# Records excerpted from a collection
------------

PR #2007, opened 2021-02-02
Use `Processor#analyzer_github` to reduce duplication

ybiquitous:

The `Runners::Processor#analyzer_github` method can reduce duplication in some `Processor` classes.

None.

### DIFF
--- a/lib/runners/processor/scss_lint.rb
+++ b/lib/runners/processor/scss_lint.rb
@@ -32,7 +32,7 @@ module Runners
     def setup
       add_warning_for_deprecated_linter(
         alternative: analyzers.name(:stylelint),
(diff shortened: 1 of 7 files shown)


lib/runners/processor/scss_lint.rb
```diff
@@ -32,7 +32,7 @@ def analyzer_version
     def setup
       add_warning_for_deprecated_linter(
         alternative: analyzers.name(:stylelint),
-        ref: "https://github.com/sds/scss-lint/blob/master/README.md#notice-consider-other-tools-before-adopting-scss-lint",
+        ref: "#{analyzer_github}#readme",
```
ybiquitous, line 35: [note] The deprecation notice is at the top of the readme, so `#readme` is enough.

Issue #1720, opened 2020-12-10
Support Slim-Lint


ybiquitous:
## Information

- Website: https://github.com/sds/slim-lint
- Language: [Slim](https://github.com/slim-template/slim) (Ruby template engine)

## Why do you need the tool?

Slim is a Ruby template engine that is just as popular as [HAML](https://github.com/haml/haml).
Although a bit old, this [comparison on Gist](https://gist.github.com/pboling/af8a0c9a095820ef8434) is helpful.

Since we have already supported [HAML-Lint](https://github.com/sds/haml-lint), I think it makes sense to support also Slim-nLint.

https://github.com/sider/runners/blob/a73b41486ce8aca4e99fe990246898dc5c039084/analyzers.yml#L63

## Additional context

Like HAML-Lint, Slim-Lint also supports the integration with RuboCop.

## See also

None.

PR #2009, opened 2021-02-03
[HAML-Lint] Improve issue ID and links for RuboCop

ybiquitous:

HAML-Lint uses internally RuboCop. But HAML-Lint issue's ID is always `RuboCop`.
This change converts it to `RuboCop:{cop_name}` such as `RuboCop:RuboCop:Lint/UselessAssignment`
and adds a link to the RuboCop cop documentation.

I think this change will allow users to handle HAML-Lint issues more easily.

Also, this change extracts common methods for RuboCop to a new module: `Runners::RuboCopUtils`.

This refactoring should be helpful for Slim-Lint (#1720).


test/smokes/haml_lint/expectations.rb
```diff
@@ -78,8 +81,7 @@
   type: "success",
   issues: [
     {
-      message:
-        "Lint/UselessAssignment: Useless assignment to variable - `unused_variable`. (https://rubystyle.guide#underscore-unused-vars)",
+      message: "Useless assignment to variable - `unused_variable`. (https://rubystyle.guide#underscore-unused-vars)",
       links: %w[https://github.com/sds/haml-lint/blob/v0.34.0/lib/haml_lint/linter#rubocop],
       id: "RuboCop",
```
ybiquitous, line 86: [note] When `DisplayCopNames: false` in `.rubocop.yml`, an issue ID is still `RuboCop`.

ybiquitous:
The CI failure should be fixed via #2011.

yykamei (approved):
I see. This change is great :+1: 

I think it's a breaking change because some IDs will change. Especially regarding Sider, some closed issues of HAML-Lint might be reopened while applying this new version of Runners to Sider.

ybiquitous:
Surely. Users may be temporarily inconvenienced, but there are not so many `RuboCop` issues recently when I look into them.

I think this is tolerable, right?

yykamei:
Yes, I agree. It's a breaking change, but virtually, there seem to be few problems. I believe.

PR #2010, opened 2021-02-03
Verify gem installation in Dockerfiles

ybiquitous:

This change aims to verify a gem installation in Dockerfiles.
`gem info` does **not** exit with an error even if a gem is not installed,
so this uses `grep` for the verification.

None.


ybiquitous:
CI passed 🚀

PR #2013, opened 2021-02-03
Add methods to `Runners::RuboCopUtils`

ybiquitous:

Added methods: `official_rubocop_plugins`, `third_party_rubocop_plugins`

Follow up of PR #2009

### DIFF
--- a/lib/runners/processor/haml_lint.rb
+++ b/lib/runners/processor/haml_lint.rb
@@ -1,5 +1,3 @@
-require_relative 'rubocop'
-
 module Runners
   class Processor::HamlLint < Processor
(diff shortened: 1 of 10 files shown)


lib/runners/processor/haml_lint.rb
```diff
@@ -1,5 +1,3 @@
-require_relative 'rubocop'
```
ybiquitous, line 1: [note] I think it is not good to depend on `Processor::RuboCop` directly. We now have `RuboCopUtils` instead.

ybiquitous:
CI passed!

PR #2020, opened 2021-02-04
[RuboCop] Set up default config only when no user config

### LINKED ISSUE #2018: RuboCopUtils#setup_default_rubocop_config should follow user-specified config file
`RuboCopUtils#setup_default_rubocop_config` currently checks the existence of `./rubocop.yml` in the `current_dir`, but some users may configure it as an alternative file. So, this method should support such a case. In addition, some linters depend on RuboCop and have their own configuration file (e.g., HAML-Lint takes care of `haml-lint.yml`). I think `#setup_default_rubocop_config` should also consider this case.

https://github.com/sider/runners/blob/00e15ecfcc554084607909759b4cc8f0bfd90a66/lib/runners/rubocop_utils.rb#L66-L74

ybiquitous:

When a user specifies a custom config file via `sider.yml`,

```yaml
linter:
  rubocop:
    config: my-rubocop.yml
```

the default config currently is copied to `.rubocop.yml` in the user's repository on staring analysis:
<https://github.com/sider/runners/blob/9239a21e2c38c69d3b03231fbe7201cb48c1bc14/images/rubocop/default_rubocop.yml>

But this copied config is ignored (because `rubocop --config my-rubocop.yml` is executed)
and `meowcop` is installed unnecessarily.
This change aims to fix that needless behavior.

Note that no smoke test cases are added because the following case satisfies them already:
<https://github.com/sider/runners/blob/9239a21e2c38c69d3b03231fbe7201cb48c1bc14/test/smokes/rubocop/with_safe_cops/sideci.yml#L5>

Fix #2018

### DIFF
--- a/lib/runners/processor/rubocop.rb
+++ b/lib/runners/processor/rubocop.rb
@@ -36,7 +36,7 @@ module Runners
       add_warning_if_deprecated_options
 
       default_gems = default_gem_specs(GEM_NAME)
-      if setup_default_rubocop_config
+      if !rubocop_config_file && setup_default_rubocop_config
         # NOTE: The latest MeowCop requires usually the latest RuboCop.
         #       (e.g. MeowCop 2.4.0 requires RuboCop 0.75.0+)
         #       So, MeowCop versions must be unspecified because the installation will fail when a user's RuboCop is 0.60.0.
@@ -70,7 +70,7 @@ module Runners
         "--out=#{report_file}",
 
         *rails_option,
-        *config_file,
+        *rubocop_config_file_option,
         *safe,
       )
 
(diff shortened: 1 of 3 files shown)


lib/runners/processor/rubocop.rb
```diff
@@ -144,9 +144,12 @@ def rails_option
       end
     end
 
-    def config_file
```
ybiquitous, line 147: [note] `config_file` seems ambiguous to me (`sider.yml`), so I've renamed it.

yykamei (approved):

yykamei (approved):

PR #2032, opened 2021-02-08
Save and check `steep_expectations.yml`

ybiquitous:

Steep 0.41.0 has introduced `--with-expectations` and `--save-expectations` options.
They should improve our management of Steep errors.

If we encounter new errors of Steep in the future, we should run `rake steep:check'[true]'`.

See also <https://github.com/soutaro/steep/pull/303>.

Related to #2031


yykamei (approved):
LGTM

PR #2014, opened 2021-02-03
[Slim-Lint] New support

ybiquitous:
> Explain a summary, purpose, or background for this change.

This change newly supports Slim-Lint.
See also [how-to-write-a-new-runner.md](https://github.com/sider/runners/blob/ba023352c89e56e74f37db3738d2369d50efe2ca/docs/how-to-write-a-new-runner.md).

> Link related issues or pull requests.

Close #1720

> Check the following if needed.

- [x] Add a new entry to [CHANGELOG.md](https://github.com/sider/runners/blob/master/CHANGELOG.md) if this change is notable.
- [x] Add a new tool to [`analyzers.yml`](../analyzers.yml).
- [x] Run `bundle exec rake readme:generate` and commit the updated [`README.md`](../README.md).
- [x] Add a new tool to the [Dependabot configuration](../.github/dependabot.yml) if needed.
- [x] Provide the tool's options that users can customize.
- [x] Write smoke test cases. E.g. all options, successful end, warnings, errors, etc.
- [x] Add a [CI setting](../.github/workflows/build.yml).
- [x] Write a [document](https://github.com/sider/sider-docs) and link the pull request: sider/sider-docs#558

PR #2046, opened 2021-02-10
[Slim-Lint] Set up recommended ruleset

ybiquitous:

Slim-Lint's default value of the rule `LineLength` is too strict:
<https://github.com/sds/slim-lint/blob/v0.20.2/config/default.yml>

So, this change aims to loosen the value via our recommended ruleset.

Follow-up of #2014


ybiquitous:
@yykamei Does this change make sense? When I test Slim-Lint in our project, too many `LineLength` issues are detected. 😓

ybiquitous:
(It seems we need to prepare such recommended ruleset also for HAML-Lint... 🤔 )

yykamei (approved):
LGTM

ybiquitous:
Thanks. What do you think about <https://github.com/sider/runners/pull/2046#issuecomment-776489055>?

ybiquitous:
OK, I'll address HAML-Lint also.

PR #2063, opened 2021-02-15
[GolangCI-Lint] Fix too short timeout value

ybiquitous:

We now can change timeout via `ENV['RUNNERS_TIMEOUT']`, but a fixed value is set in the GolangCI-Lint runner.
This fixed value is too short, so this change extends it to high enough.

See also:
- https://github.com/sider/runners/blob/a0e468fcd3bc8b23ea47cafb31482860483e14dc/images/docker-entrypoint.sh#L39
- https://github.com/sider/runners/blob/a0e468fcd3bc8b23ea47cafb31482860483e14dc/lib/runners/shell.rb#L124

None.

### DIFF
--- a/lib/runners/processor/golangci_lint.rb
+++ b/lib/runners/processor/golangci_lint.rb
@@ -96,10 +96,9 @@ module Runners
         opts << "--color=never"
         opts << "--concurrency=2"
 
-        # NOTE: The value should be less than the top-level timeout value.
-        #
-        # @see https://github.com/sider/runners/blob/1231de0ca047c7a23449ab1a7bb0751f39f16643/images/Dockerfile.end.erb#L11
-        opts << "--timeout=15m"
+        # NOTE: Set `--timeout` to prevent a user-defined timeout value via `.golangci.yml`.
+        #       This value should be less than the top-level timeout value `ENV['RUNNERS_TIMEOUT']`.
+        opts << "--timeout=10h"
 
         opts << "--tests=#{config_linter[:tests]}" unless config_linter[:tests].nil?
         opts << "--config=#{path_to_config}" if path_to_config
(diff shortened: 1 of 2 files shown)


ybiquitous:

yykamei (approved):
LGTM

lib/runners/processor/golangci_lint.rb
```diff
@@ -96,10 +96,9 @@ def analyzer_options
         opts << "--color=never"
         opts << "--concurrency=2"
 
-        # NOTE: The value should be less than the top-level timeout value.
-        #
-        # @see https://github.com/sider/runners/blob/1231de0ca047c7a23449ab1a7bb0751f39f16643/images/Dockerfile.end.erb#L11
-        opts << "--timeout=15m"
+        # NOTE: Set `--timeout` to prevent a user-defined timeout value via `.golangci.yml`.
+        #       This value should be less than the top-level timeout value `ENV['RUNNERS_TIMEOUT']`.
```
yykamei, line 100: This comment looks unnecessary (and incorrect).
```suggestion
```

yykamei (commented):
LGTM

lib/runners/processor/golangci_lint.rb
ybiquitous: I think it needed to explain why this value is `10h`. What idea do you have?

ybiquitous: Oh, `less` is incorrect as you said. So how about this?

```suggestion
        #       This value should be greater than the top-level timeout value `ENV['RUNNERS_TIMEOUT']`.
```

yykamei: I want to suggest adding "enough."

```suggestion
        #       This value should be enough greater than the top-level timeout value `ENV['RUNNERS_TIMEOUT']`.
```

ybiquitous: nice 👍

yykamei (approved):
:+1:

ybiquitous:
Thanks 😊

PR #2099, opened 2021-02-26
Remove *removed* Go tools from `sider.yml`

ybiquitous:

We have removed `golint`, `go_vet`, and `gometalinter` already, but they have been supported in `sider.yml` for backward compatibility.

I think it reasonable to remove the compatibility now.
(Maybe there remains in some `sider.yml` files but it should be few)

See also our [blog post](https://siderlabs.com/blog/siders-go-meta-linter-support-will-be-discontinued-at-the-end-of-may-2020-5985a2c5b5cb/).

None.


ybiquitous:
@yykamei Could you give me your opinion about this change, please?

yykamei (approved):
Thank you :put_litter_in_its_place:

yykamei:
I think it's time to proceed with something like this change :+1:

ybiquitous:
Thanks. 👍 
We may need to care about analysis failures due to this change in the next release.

------------

# Work task
State how many lines of the records above contain the word "care", giving only that number.

# Response
2